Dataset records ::
PR #1541, opened 2021-05-05
tree data REFACTOR allow lyd_value to be variably sized

choppsv1:
To gain performance from plugin types its better for the plugin to be
able to store it's value directly in lyd_value rather than having to
allocate another structure with another pointer-deref and another
cache-line load for each access.

The simple changes included here allow for lyd_value to be variable
sized, which allows for the above.

### DIFF
--- a/src/plugins_types.h
+++ b/src/plugins_types.h
@@ -476,6 +476,27 @@ typedef LY_ERR (*lyplg_type_dup_clb)(const struct ly_ctx *ctx, const struct lyd_
 typedef void (*lyplg_type_free_clb)(const struct ly_ctx *ctx, struct lyd_value *value);
 
 /**
+ * @brief Callback for obtaining the extra space required in lyd_value for
+ * values stored by ::lyplg_type_store_clb.
+ *
+ * @param[in] ctx libyang ctx to enable correct manipulation with values that are in the dictionary.
+ * @param[in] type Type of the value.
+ * @return value to add to lyd_value allocation size.
+ */
+typedef uint16_t (*lyplg_type_extra_clb)(const struct lysc_type *type);
+
+/**
+ * @brief MACRO for calculating the extra value for lyplg_type_extra_clb to return
+ *
+ * @param[in] value_size the total size of the value you need to store.
+ * @return the value to return from your callback.
+ */
+#define LYPLG_TYPE_EXTRA_CALC_EXTRA(value_size)                         \
+    ((value_size) < (sizeof(struct lyd_value) - 2 * sizeof(void *))     \
+     ? (sizeof(struct lyd_value) - 2 * sizeof(void *))                  \
+     : ((value_size) - (sizeof(struct lyd_value) - 2 * sizeof(void *))))
+
+/**
  * @brief Hold type-specific functions for various operations with the data values.
  *
  * libyang includes set of plugins for all the built-in types. They are, by default, inherited to the derived types.
@@ -493,7 +514,10 @@ struct lyplg_type {
     lyplg_type_hash_clb hash;           /**< hash callback to get the hash key of the value */
     lyplg_type_dup_clb duplicate;       /**< data duplication callback */
     lyplg_type_free_clb free;           /**< optional function to free the type-spceific way stored value */
+    lyplg_type_extra_clb extra;         /**< optional function to get extra needed value space */
 };
+
+#define LYPLG_TYPE_VALUE_EXTRA(type) ((type)->plugin && (type)->plugin->extra ? (type)->plugin->extra(type) : 0)
 
 struct lyplg_type_record {
     /* plugin identification */
@@ -905,6 +929,12 @@ LY_ERR lyplg_type_validate_union(const struct ly_ctx *ctx, const struct lysc_typ
  * Implementation of the ::lyplg_type_free_clb.
  */
 void lyplg_type_free_union(const struct ly_ctx *ctx, struct lyd_value *value);
+
+/**
+ * @brief Extra callback for the union value.
+ * Implementation of the ::lyplg_type_extra_clb.
+ */
+uint16_t lyplg_type_extra_union(const struct lysc_type *type);
 
 /** @} pluginsTypesUnion */
 
--- a/src/plugins_types/union.c
+++ b/src/plugins_types/union.c
@@ -92,7 +92,7 @@ lyplg_type_store_union(const struct ly_ctx *ctx, const struct lysc_type *type, c
     *err = NULL;
 
     /* prepare subvalue storage */
-    subvalue = calloc(1, sizeof *subvalue);
+    subvalue = calloc(1, sizeof *subvalue + lyplg_type_extra_union(type));
     if (!subvalue) {
         ret = ly_err_new(err, LY_EMEM, 0, NULL, NULL, LY_EMEM_MSG);
         goto cleanup_value;
@@ -217,7 +217,7 @@ lyplg_type_dup_union(const struct ly_ctx *ctx, const struct lyd_value *original,
 {
     LY_CHECK_RET(lydict_insert(ctx, original->_canonical, ly_strlen(original->_canonical), &dup->_canonical));
 
-    dup->subvalue = calloc(1, sizeof *dup->subvalue);
+    dup->subvalue = calloc(1, sizeof *dup->subvalue + LYPLG_TYPE_VALUE_EXTRA(original->subvalue->value.realtype));
     LY_CHECK_ERR_RET(!dup->subvalue, LOGMEM(ctx), LY_EMEM);
     LY_CHECK_RET(original->subvalue->value.realtype->plugin->duplicate(ctx, &original->subvalue->value, &dup->subvalue->value));
 
@@ -246,6 +246,22 @@ lyplg_type_free_union(const struct ly_ctx *ctx, struct lyd_value *value)
     }
 }
 
+API uint16_t
+lyplg_type_extra_union(const struct lysc_type *type)
+{
+    struct lysc_type **types = ((const struct lysc_type_union *)type)->types;
+    LY_ARRAY_COUNT_TYPE u;
+    uint16_t e, extra = 0;
+
+    LY_CHECK_RET2(type->basetype != LY_TYPE_UNION, 0);
+
+    for (u = 0; u < LY_ARRAY_COUNT(types); ++u)
+        if ((e = LYPLG_TYPE_VALUE_EXTRA(types[u])) > extra)
+            extra = e;
+
+    return extra;
+}
+
 /**
  * @brief Plugin information for union type implementation.
  *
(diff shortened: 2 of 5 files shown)


michalvasko:
I dislike this idea. If nothing else, union term nodes can change their type by simply changing their value, in which case a reallocation may be required, which is not acceptable. Other than that, having variable-size `lyd_node_term` structure seems like asking for trouble to me although I am not able to come up with an exact problem this may cause, except for the one mentioned.

Major performance improvement was already implemented in the type plugins PR that should allow for many new possibilities of working with the values efficiently. So API should be in place and after the release you can focus on utilizing it for greater efficiency and we plan to write some common use-cases and measure the performance with them. Then there will be more information about what exactly does/does not work and then there could be more improvements implemented. But I would leave it the way it is, up to the release at least.

choppsv1:
This is the type of change that would have to be made prior to freezing the API. At least the movement of the fields in the structure.
> I dislike this idea. If nothing else, union term nodes can change their type by simply changing their value, in which case a reallocation may be required, which is not acceptable.
> 
I was 50/50% on the realloc in the subvalue. If you say this isn’t OK then great, we can use the other option which is just to use the largest value_extra from the union up front and there’s no realloc then.
> Other than that, having variable-size lyd_node_term structure seems like asking for trouble to me although I am not able to come up with an exact problem this may cause, except for the one mentioned.
> 
It's real performance we’re talking about here. So I think we need better reasons.

michalvasko:
> This is the type of change that would have to be made prior to freezing the API. At least the movement of the fields in the structure.

Or leave it be and wait for the next version. This seems to me is such a fundamental change that would be fit for a new version.

> I was 50/50% on the realloc in the subvalue. If you say this isn’t OK then great, we can use the other option which is just to use the largest value_extra from the union up front and there’s no realloc then.

That is no good either for 2 reasons. Firstly, you do not know the largest value because at any point a new plugin may be dynamically added that will need larger value. Okay, you can argue that it can always define a pointer as its member and allocate additional memory of arbitrary size. But more importantly, this would cause most of the `struct lyd_node_term` to be larger that they need to be and we are optimizing for memory as well, if possible and reasonable.

Did you look at the new API functions in the initial `ipv6-address` type plugin PR? There are much more options now of providing the value for a node. The most efficient probably is using the LYB binary format. The idea is that you can provide a dynamically-allocated value in the exact same format as the specific type plugin expects it, when it will simply be taken and used without an more processing. That way you can handle the allocation whatever way you want, which is basically what this PR proposes (to allocate a single bigger block of memory instead of 2 smaller ones). Or, if you have the value in string format and can guarantee it is in its canonical form, the type plugin can treat it that way and skip the canonization, which may be costly for some types. I suppose you are most interested in IP addresses (likely both IPv6 and IPv4) and these should benefit from the mentioned possibilities most. Looking at the code, `ipv4/v6-address` and `ipv4/v6-address-no-zone` were implemented together which causes the no-zone variant to be overly complex so I will improve it by separating it. But this can also wait until after the release because the API is in place and type plugins should be possible to update afterwards as well.

> It's real performance we’re talking about here. So I think we need better reasons.

It seems to me there is simply no time to properly test this change and sensibly guarantee it will not cause problems not worth the optimization.

choppsv1:
I'm working on a cleaned up version of this. Will address comments after posting.

choppsv1:
@michalvasko please at least merge this now so we have options later w/o requiring a major version bump.

michalvasko:
Is there really any purpose to this? Allowing `lyd_value` to have arbitrary size later will definitely be a non-backwards compatible change of ABI. Also, using these "static" values will not allow dynamically-allocated values to be used directly and some form of `memcpy()` will always be required, which may be worse performance-wise at the end. I really do not like hasty solutions like this and would strongly prefer to do proper optimizations based on some actual numbers and usage-patterns.

choppsv1:
> Is there really any purpose to this? Allowing `lyd_value` to have arbitrary size later will definitely be a non-backwards compatible change of ABI. Also, using these "static" values will not allow dynamically-allocated values to be used directly and some form of `memcpy()` will always be required, which may be worse performance-wise at the end. I really do not like hasty solutions like this and would strongly prefer to do proper optimizations based on some actual numbers and usage-patterns.

Your right, I've resubmitted the proper change, implemented slightly differently. I resubmit that we should include this. I will do performance tests if required.

choppsv1:
BTW I find the comment about hasty late changes humorous, give this is a simple and small code change which passes testing, vs #1536 which you are proposing which is *GIGANTIC* and breaks existing code.

michalvasko:
> Your right, I've resubmitted the proper change, implemented slightly differently. I resubmit that we should include this. I will do performance tests if required.

And I stand by what I said, I am strongly against this change. If for no other reason than because if you have a term node and change its value, it could be reallocated and your node pointer become invalid, that just does not seem like a safe API. Also, what exactly do you want to test the performance of? You would need to adjust the type plugins first to use this new API.

> BTW I find the comment about hasty late changes a bit humorous, given this is a simple and small code change which passes testing, vs #1536 which you are proposing which is GIGANTIC and breaks existing code.

That is all based on your comment about making the canonical value non-mandatory. I did not want to leave the solution half-baked for the release and implement it all properly for all the types. And it did not really make sense without adding the LYB binary value format. But since it was planned for later anyway, I have implemented it all. We were perfectly fine keeping the type plugins the way they were before and implementing these improvements later.

Nevertheless, if really needed it is possible to leave the PR out of the release and merge it later. Only the few minor API changes can be merged and since the plugins are done, no more NBC changes will be needed.

Finally, there is a lot of code changed but the changes do not really seem that large to me and the LYB values are not used at all in neither your nor our tests. But when trying to use the values more efficiently I have reproduced several errors with non-0 terminated string values that were hidden in the previous type plugin implementations. It is possible that is what is causing the test failures and the problem may actually be on your end.

choppsv1:
> > Your right, I've resubmitted the proper change, implemented slightly differently. I resubmit that we should include this. I will do performance tests if required.
> 
> And I stand by what I said, I am strongly against this change. If for no other reason than because if you have a term node and change its value, it could be reallocated and your node pointer become invalid, that just does not seem like a safe API. Also, what exactly do you want to test the performance of? You would need to adjust the type plugins first to use this new API.

Have you looked at the diff since I resubmitted? This is not true, there is no reallocation.

rkrejci:
I didn't see the original version, but I actually like the current one. Maybe the same approach could be used also for the built-in types (internal plugins) to unify the approach to the stored values. So the rest of the `lyd_value`'s union members (so maybe the whole union?) could be removed and instead there would be just macros casting the data to simplify the use/access.

To fix the failing test, please just fix formatting by running `make format` (and then commit the changes).

choppsv1:
> I didn't see the original version, but I actually like the current one. Maybe the same approach could be used also for the built-in types (internal plugins) to unify the approach to the stored values. So the rest of the `lyd_value`'s union members (so maybe the whole union?) could be removed and instead there would be just macros casting the data to simplify the use/access.
> 
> To fix the failing test, please just fix formatting by running `make format` (and then commit the changes).

I like this idea it also allows for smaller allocations for smaller types (although alignment requirements on 64 bit architectures may hurt in the end).

I missed one embedded use case in the predicates, I need to fix that still.

choppsv1:
I have a different idea that maybe @michalvasko would be happier with, and would require very little code change.

What if we add uint8_t data[24] to the union?

This would increase the overall size by 16 bytes (a couple pointers). It would cover ipv6-address (i.e., in6_addr with a zone pointer), it would also cover `ip-prefix` (the longer `ipv6-prefix`) as well as `ipv6-address-and-prefix` both of which do not include the zone prefix. These are the largest fixed-sized things I can think of where you might have millions of them and want to do fast comparisons. As a proportion of the size of the node it's only adding the equivalent of 2 more pointers (16 bytes). Anything larger than this probably does deserve it's own separate allocation.

michalvasko:
So we have talked it over and we will accept this change. Specifically, there should be a new callback that returns the required value size of the particular type. Usually, simply a number will be returned but `union` will need to return the largest size from all its subtypes and `leafref` the size of its target type.

And since the `lyd_value` will be of variable size (which I am still not sure is okay but hopefully is), making `struct lyd_node_term` packed could save some memory as well. However, it would likely make sense only if we get rid of all the members and actually replace the union in `struct lyd_value` by `uint8_t value[1]` (`0` is not allowed, strictly speaking). Then, to access the values, define macros that will cast it properly for each type. Not sure it is worth the trouble, though. But some casting (for values larger than 64b) will always be required (built-in union even) so it may not be a bad idea to unify it, not sure.

choppsv1:
> So we have talked it over and we will accept this change. Specifically, there should be a new callback that returns the required value size of the particular type. Usually, simply a number will be returned but `union` will need to return the largest size from all its subtypes and `leafref` the size of its target type.
> 
> And since the `lyd_value` will be of variable size (which I am still not sure is okay but hopefully is), making `struct lyd_node_term` packed could save some memory as well. However, it would likely make sense only if we get rid of all the members and actually replace the union in `struct lyd_value` by `uint8_t value[1]` (`0` is not allowed, strictly speaking). Then, to access the values, define macros that will cast it properly for each type. Not sure it is worth the trouble, though. But some casting (for values larger than 64b) will always be required (built-in union even) so it may not be a bad idea to unify it, not sure.

Well what do you think about the data[24]? I'm actually warming up to this idea.. The changes in the predicate code are a bit daunting this late in the game, and given how often the user is going to use paths with predicates to do things, I'm not sure we end up winning since these all need to alloc lyd_values now. :(

michalvasko:
I would not worry about the predicates that much, not sure they are used that often. In any case, from all our past experiences the most severe performance problems are caused by large data sets, parsing a few predicates is not the case.

choppsv1:
> I would not worry about the predicates that much, not sure they are used that often. In any case, from all our past experiences the most severe performance problems are caused by large data sets, parsing a few predicates is not the case.

FRR is using lyd_new_path all over to create things. :)

choppsv1:
> > I would not worry about the predicates that much, not sure they are used that often. In any case, from all our past experiences the most severe performance problems are caused by large data sets, parsing a few predicates is not the case.
> 
> FRR is using lyd_new_path all over to create things. :)

Also, I got a bit more scared when I found more embeded uses on the stack (e.g., lyd_value_compare). I know I'm reversing myself here, but I'd prefer to just add "uint8_t data[24]" to lyd_value and then use that in the various IP types.

michalvasko:
> FRR is using lyd_new_path all over to create things. :)

If you care about performance that much, you should not be using it at all because the other API (`lyd_new_inner()`, `lyd_new_term()`, ...) is always faster. But it is true that after all the optimizations the difference should only be almost a constant.

> Also, I got a bit more scared when I found more embeded uses on the stack (e.g., lyd_value_compare). I know I'm reversing myself here, but I'd prefer to just add "uint8_t data[24]" to lyd_value and then use that in the various IP types.

You think allocating the value dynamically there would make such a big difference?

In any case, I suppose you do not care that much since you are mostly using IP addresses but in general that would make a lot of `struct lyd_term` instances 2 bytes larger than they need to be. For large data (lists with keys), it can make a noticeable difference although after doing some math I am not sure how relevant it is. So I am torn which way to go, if you think having the value larger but constant size is faster, then I am okay with it.

choppsv1:
#1552 is a replacement for this, using a fixed space inside lyd_value.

Required work :: All that belongs in the answer is an exact copy of the lines from the start of the records above through the line with "((value_size) < (sizeof(struct".

Output below ::
PR #1541, opened 2021-05-05
tree data REFACTOR allow lyd_value to be variably sized

choppsv1:
To gain performance from plugin types its better for the plugin to be
able to store it's value directly in lyd_value rather than having to
allocate another structure with another pointer-deref and another
cache-line load for each access.

The simple changes included here allow for lyd_value to be variable
sized, which allows for the above.

### DIFF
--- a/src/plugins_types.h
+++ b/src/plugins_types.h
@@ -476,6 +476,27 @@ typedef LY_ERR (*lyplg_type_dup_clb)(const struct ly_ctx *ctx, const struct lyd_
 typedef void (*lyplg_type_free_clb)(const struct ly_ctx *ctx, struct lyd_value *value);
 
 /**
+ * @brief Callback for obtaining the extra space required in lyd_value for
+ * values stored by ::lyplg_type_store_clb.
+ *
+ * @param[in] ctx libyang ctx to enable correct manipulation with values that are in the dictionary.
+ * @param[in] type Type of the value.
+ * @return value to add to lyd_value allocation size.
+ */
+typedef uint16_t (*lyplg_type_extra_clb)(const struct lysc_type *type);
+
+/**
+ * @brief MACRO for calculating the extra value for lyplg_type_extra_clb to return
+ *
+ * @param[in] value_size the total size of the value you need to store.
+ * @return the value to return from your callback.
+ */
+#define LYPLG_TYPE_EXTRA_CALC_EXTRA(value_size)                         \
+    ((value_size) < (sizeof(struct lyd_value) - 2 * sizeof(void *))     \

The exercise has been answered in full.